Иное дело – Мальчик, этот мог поспеть в самый раз, врасплох застав его со своим воробьем. Электричка вошла-таки в график и к очередной платформе подкатила тютелька в тютельку. Пассажиров на этой ранней платформе не было – ни единого человечка! – никто не вошел и никто не вышел, но поезд все равно послушно отстоял положенное. Это неукоснительное соблюдение порядка, это следование букве закона, как выразился бы Адвокат, вселило тревогу в малолетнего нарушителя. Незаметно пощупал он в кармане билет – билет был на месте, но все равно могут подойти, обыскать могут, спросить, откуда деньги. (О Чикчирише не спросят, на этот счет Мальчик не волновался.)

Мимо двух станций пролетели, не останавливаясь и даже не замедляя хода (ускорили, показалось ему), хотя на одной платформе стояли люди. Тут уж порядок нарушался, – во всяком случае, с точки зрения здравомыслящего Мальчика, – а раз так, раз порядок нарушается, то и ему тоже бояться нечего. Мальчик успокоился и ему даже снова, только еще сильней, чем на станции, захотелось есть. В тот же миг явственно ощутил запах колбасы, и это не было плодом его голодной фантазии, вовсе нет: колбасу лопала тетка с корзиной, не нарезанную, от целого куска отхватывала, сдирая толстыми пальцами сухую легкую кожицу. У Мальчика аж слюнки потекли, а Адвокат в задумчивости опустил книгу, вслушиваясь в себя.

Мужчина с вытатуированной на руках птицей встал, подмигнул проголодавшемуся и, на ходу доставая сигареты, направился, покачиваясь (поезд летел изо всей мочи), в тамбур.

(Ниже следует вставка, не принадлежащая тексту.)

PR #2871, opened 2026-06-22
feat(library-solidity): add confidential bridge send and receive wrappers

poppyseedDev:
Generate FHE.bridge / FHE.quoteBridge overloads (single handle and list, for every encrypted type, plus a low-level bytes32 escape hatch) into FHE.sol and Impl.sol via codegen. The ConfidentialBridge is resolved from the ACL (getConfidentialBridgeAddress), so apps need no extra configuration.

Add the ConfidentialBridgeReceiver base contract (trusted-bridge + overridable peer authentication, raw bytes32 handle dispatch) and the LayerZero-free IConfidentialBridge types/interfaces under lib/bridge/. Include a ConfidentialOFTViaLib example, test helpers, and mock-based tests.


library-solidity/examples/bridge/ConfidentialOFTViaLib.sol
```diff
@@ -0,0 +1,133 @@
...
+        address dstApp = _dstPeers[dstEid];
+        if (dstApp == address(0)) revert PeerNotSet(dstEid);
+
+        euint64 actualAmount = _burn(msg.sender, amount);
+
+        // Payload references the same handle at index 0 (so the receiver mints it).
+        bytes memory payload = abi.encode(recipient, euint64.unwrap(actualAmount));
+
+        emit Bridged(msg.sender, dstEid, recipient);
+        return FHE.bridge(dstEid, dstApp, payload, actualAmount, mintComposeGas, msg.value);
```
PanGan21: Shouldn't we validate mintComposeGas to be > 0 here? If it is 0 then the destination call back won't run.

library-solidity/examples/bridge/ConfidentialOFTViaLib.sol
```diff
@@ -0,0 +1,133 @@
...
+pragma solidity ^0.8.24;
+
+import "@openzeppelin/contracts/access/Ownable2Step.sol";
+
+import {FHE, euint64, externalEuint64, ebool} from "../../lib/FHE.sol";
+import {ZamaConfig} from "../../config/ZamaConfig.sol";
+import {ConfidentialBridgeReceiver} from "../../lib/bridge/ConfidentialBridgeReceiver.sol";
+import {MessagingReceipt} from "../../lib/bridge/IConfidentialBridge.sol";
+
+/**
```
PanGan21, line 12: It seems this is hand written file, so we should either make it autogenerated or move it in another folder

library-solidity/codegen/src/templateImpDotSol.ts
```diff
@@ -11,12 +11,14 @@ import { removeTemplateComments } from './utils';
...
  */
-export function generateSolidityImplLib(operators: Operator[], fheTypeDotSol: string): string {
+export function generateSolidityImplLib(operators: Operator[], fheTypeDotSol: string, bridge: boolean): string {
   // Placeholders:
   // =============
   // $${FheTypeDotSol}$$
   // $${CoprocessorInterfaceOperators}$$
   // $${ImplOperators}$$
+  // $${ImplBridgeImports}$$
+  // $${ImplBridge}$$
```
PanGan21, line 22: I think you should also add `$${ImplBridgeACLGetter}$$` here since it is added below

library-solidity/codegen/src/templateImpDotSol.ts
```diff
@@ -25,9 +28,73 @@ export function generateSolidityImplLib(operators: Operator[], fheTypeDotSol: st
...
+    }
+
+    /**
+     * @notice Forwards a bridge send to the host \`ConfidentialBridge\`, paying \`nativeFee\`.
+     * @dev    Runs in the caller's context, so the bridge sees \`msg.sender == <app>\` and the
+     *         source ACL check resolves against the app.
+     */
+    function bridge(uint32 dstEid, bytes32 dstApp, bytes memory payload, bytes32[] memory handleList, uint128 lzComposeGas, bytes memory options, uint256 nativeFee) internal returns (MessagingReceipt memory receipt) {
+        receipt = getConfidentialBridge().send{value: nativeFee}(dstEid, dstApp, payload, handleList, lzComposeGas, options);
+    }
```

Адвокат в задумчивости опустил книгу, вслушиваясь в себя, и понял, что голоден. Прекрасно! Стакан горячего молока, размеренно выпитого в предрассветный час маленькими глотками, нередко выполнял роль пусть запоздалого, но снотворного. Откинул одеяло, медленно, тяжело, с кряхтеньем сел (ему не то что нравилось чувствовать себя стариком, нет, просто изношенность собственного тела, несколько преувеличиваемая им, была для него своего рода гарантией, что путь, который отмеривают выпадающие из карниза держатели, – путь надежный и не столь уж долгий), нашарил припухлыми ступнями тапочки, поднялся, тоже с кряхтеньем, и, шаркая ногами, двинулся в кухню.

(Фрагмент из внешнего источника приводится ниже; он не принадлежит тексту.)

PR #2875, opened 2026-06-22
feat(sdk): add protocol version auto-resolution and epochId tracking in KMS extra-data (RFC-005)

geoxel:
First two commits have been written by @0xalexbel 

### feat(sdk): add protocol version auto resolver (`8ad99451`)
Introduces `ProtocolVersionResolver`, a module that detects and resolves the FHEVM protocol version at runtime by querying on-chain host contract data. Adds semver parsing utilities, a `createKmsUserDecryptEip712V2` path for the v2 EIP-712 flow, and expands `HyperWasmSolver` for multi-version dispatch. Includes `DRAFT_RFC_016.md`, full test coverage, and updated compatibility docs.

### fix(sdk): add ensureResolvedProtocolVersion, remove circular dep (`442319cf`)
Extracts version-resolution logic into a dedicated `resolveFhevmVersions-p.ts` module to break a circular dependency introduced by the previous commit. Adds `ensureResolvedProtocolVersion` as a guard invoked by client decorators before any encrypt/decrypt operation.

### feat(sdk): add ProtocolConfig contract infos (`cb8a7228`)
Adds the `ProtocolConfig` contract address to all chain definitions (`localTestnet`, `mainnet`, `sepolia`, `devnet`, localstack variants) and to the `FhevmChain` / `HostContract` types. Wires up `resolveFhevmConfig` to read the address, adds the relevant ABI fragments, and updates deploy scripts.

### fix(sdk): fix for assertRecordUintBigIntProperty (`de5bfda0`)
One-line fix in `uint.ts`: corrects a type guard in `assertRecordUintBigIntProperty` that was incorrectly narrowing the checked value.

### chore(sdk): rename getVersion into getHostContractVersion (`0d6937f5`)
Renames `getVersion` on host contract readers to the more descriptive `getHostContractVersion` across all call-sites — host action readers, `HostContractVersion-p`, KMS context helpers, `ProtocolVersionResolver`, and related tests. No behaviour change.

### chore(sdk): use specific contract name instead of just 'address' (`cfc3a616`)
Replaces generic `address` field/variable names with contract-specific names (e.g. `aclAddress`, `fhevmExecutorAddress`) throughout host-contract helpers, ACL checks, delegation, and KMS share fetching. No behaviour change — purely a readability improvement.

### feat(sdk): add epochId support to extraData (RFC-005) (`fe2915e5`)
Implements `epochId` tracking in the KMS extra-data layer per RFC-005. Adds `getCurrentKmsContextAndEpoch-p` to fetch both the current KMS context ID and its epoch in one call, updates `kmsExtraData` encode/decode for the epoch field, and propagates the value through `KmsSignersContext`, `SignedDecryptionPermit`, and the signcrypted-shares fetch path. Handles both legacy (no epoch) and epoch-aware protocol versions.

### DIFF
--- a/.github/workflows/js-sdk-tests.yml
+++ b/.github/workflows/js-sdk-tests.yml
@@ -6,15 +6,15 @@ on:
       - devex/js-sdk
       - main
     paths:
-      - '.github/workflows/js-sdk-*.yml'
-      - 'sdk/js-sdk/**'
+      - ".github/workflows/js-sdk-*.yml"
+      - "sdk/js-sdk/**"
   push:
     branches:
       - devex/js-sdk
   workflow_dispatch:
     inputs:
       release:
-        description: 'Set to true for release tagging'
+        description: "Set to true for release tagging"
         required: false
         default: false
 
@@ -29,8 +29,8 @@ jobs:
       run:
         working-directory: ./sdk/js-sdk
     permissions:
-      contents: 'read' # Required to checkout repository code
-      id-token: 'write' # Required for OIDC / npm provenance attestation
+      contents: "read" # Required to checkout repository code
+      id-token: "write" # Required for OIDC / npm provenance attestation
     steps:
       # -----------------------------------------------------------------------
       # 1. Checkout
@@ -41,7 +41,7 @@ jobs:
       - name: Check out repository
         uses: actions/checkout@8e8c483db84b4bee98b60c0593521ed34d9990e8 # v6.0.1
         with:
-          persist-credentials: 'false'
+          persist-credentials: "false"
 
       # -----------------------------------------------------------------------
       # 2. Node.js setup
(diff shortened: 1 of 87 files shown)


.github/workflows/js-sdk-tests.yml
```diff
@@ -6,15 +6,15 @@ on:
       - devex/js-sdk
       - main
     paths:
-      - '.github/workflows/js-sdk-*.yml'
-      - 'sdk/js-sdk/**'
+      - ".github/workflows/js-sdk-*.yml"
```
geoxel, line 9: 'singleQuote' rule has changed on commit 7cbde4f47a7 of May 29.

sdk/js-sdk/src/core/actions/host/resolveFhevmConfig.ts
```diff
@@ -52,6 +53,7 @@ export type ResolveFhevmConfigReturnType = {
   readonly fhevmExecutor: FhevmExecutorContractData;
   readonly inputVerifier: InputVerifierContractData;
   readonly kmsVerifier: KmsVerifierContractData;
+  readonly protocolConfig: ChecksummedAddress | undefined;
```
0xalexbel, line 56: Maybe follow the existing mechanism.
Define a ProtocolConfigContractData class that fetches view functions like version etc.

0xalexbel (approved):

В доме напротив светились на последнем этаже несколько окон. Они всегда светились, каждую ночь, причем интенсивность освещения менялась, а за шторами двигались неясные тени. Эта ночная таинственная жизнь интриговала Адвоката, но он не предпринимал ни малейшей попытки узнать, что за люди обитают там. Более того, если б ему вдруг вздумали рассказать об этом – например, дежурящие у подъезда дозорные: уж эти-то все знали, – он бы не стал слушать, уклонился под благовидным предлогом. (А вот Мальчик так жадно всматривался в горящие маленькие, почти игрушечные окошки узкого высокого дома, мимо которого проползала электричка, что перестал даже ощущать запах колбасы.)

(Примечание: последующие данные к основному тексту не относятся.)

PR #2880, opened 2026-06-23
feat(host-contracts): fix Bridge lzReceive gas setters

jatZama:


PanGan21 (approved):

host-contracts/contracts/bridge/HandlesSender.sol
PanGan21: This is stale comment probably needs to be updated, since the contract now always builds options internally

PanGan21: Same as the previous one I believe

host-contracts/contracts/bridge/HandlesSender.sol
```diff
@@ -120,17 +114,14 @@ abstract contract HandlesSender is OAppSenderUpgradeable, ACLOwnable, BridgeEven
...
      * @param lzComposeGas   Gas budget for the destination-side `lzCompose` (which runs
-     *                       the destination app's `onConfidentialBridgeReceived`). Must be 0 if `options`
-     *                       is non-empty.
-     * @param options        Raw LayerZero options; if empty the contract builds default
-     *                       options from `baseGas(dstEid) + handleList.length *
-     *                       perHandleGas(dstEid)` and `lzComposeGas`, where the base and
-     *                       per-handle gas are the `dstEid`'s custom overrides if set, else
-     *                       the {LZ_RECEIVE_BASE_GAS_DEFAULT}/{LZ_RECEIVE_PER_HANDLE_GAS_DEFAULT}
-     *                       constants.
+     *                       the destination app's `onConfidentialBridgeReceived`).
```
PanGan21, line 143: Consider mentioning here specifically that onConfidentialBridgeReceived only runs if lzComposeGas > 0

PanGan21 (commented):
Looks great only some docs suggestions

host-contracts/contracts/bridge/HandlesSender.sol
jatZama: I will revert if `lzComposeGas` is below some minimum value instead, in my next commit.

jatZama: Done in commit 1747883022b5c43f269d85d8d34ad38a214aa31b

host-contracts/test/bridge/Bridge.t.sol
```diff
@@ -222,35 +270,87 @@ contract BridgeTest is TestHelperOz5, HostContractsDeployerTestUtils, BridgeEven
...
+    }
+
+    function test_Send_RevertsOnEmptyHandleList() public {
+        bytes32[] memory handleList = new bytes32[](0);
+        vm.prank(srcApp);
+        vm.expectRevert(HandlesSender.EmptyHandleList.selector);
+        srcBridge.send{value: 0}(DST_EID, _addressToBytes32(address(dstApp)), "", handleList, uint64(0));
+    }
+
+    function test_Send_RevertsOnLzComposeGasBelowMin() public {
```
PanGan21, line 315: Let's add a test for `test_Send_RevertsOnLzComposeGasBelowCustomMin` as well for better coverage

host-contracts/test/bridge/Bridge.t.sol
```diff
@@ -208,12 +214,54 @@ contract BridgeTest is TestHelperOz5, HostContractsDeployerTestUtils, BridgeEven
         assertEq(srcBridge.getLzReceivePerHandleGas(DST_EID), srcBridge.LZ_RECEIVE_PER_HANDLE_GAS_DEFAULT());
     }
 
+    function test_SetLzReceivePerPayloadByteGas_OverridesEmitsAndClears() public {
```
PanGan21, line 228: Let's also add a test or an assert inside this test that payload length actually effects the gas

host-contracts/test/bridge/Bridge.t.sol
jatZama: Added in last commit 4169e3da901ced85c4e187d87cca1792a596e166

host-contracts/test/bridge/Bridge.t.sol
jatZama: This wont be visible via the `quote` method in local testing fyi because the foundry test-devtools tests actually use SimpleMessageLib  via `TestHelperOz5` which replaces the SendUln302 library with a no-op stub:
It doesn't check DVN signatures and uses a flat fee—it returns a hardcoded `MessagingFee(nativeFee, lzTokenFee)` where `nativeFee = 100` and `lzTokenFee = 99`, regardless of message size, gas in the options, or payload length. 

Anyways, I pushed in my last commit 4169e3da901ced85c4e187d87cca1792a596e166 the  new tests you wanted, for the impact on gas of payload length I am just decoding the raw options bytes array instead of calling `quote`, for the reason explained above.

Включив свет, Адвокат достал из холодильника пакет с молоком, налил в кастрюльку ровно стакан – глаз у него был точен. Опыт этот он приобрел давно, когда Шурочкины обидчики были еще не обидчиками, а обыкновенными детьми, его сыновьями, продолжателями рода. Хлопот, конечно, приносили немало (как же без хлопот? Он понимал, что без хлопот нельзя), но не причиняли страданий. Старший хоть и принимал деревянную шахматную фигуру за живую лошадку, но это еще никого не смущало, а младший не курил втихаря, не балдел от хриплых песен и не спекулировал дисками. Из всех, кого он любил, лишь Шурочка не обманула его, не предала, не причинила боли (разве что смертью своей; тем не менее мертвую он стал любить ее еще больше) – Шурочка да мать. Она и относилась к нему как мать, угадывала желания, которые, случалось, он и сам-то не успевал осознать. Это она однажды ночью, когда его донимал кашель, принесла в постель чашку горячего молока, заставила выпить; он, разумеется, сопротивлялся, а молоко не только сняло кашель, но и чудесным образом усыпило. Так оно не всегда действовало, лишь после нескольких изматывающих бессонных часов, но сегодня он это условие честно выдержал. По сути дела, уже не ночь, уже утро, и хотя проклятая луна все еще дежурит по ту сторону дома, силы ее идут на убыль.

Силы луны идут на убыль, а покой не снизошел на Адвоката. Все так же возбужден, тревога растет, вот только на луну ее теперь не спишешь. Зябко передернув плечами, прошел в ванную, накинул халат.

Молоко только-только начало подергиваться пенкой, а он уже выключил плиту, как это делала Шурочка, у которой никогда ничего не пропадало: ни черствый хлеб, ни засохший сыр, ни тепло в разогретой конфорке. Он подтрунивал над ее расчетливостью, но, конечно же, прекрасно понимал, какая она замечательная хозяйка. В отличие от ее обидчиков, он всегда знал ей цену, но неужели и впрямь мертвую стал любить больше?

Мертвую – больше?.. Почти каждая бессонная ночь одаривала каким-нибудь открытием, часто не очень приятным – и теперь он в смятении размышлял, не является ли это усиление любви свидетельством того, что прежде он любил ее недостаточно?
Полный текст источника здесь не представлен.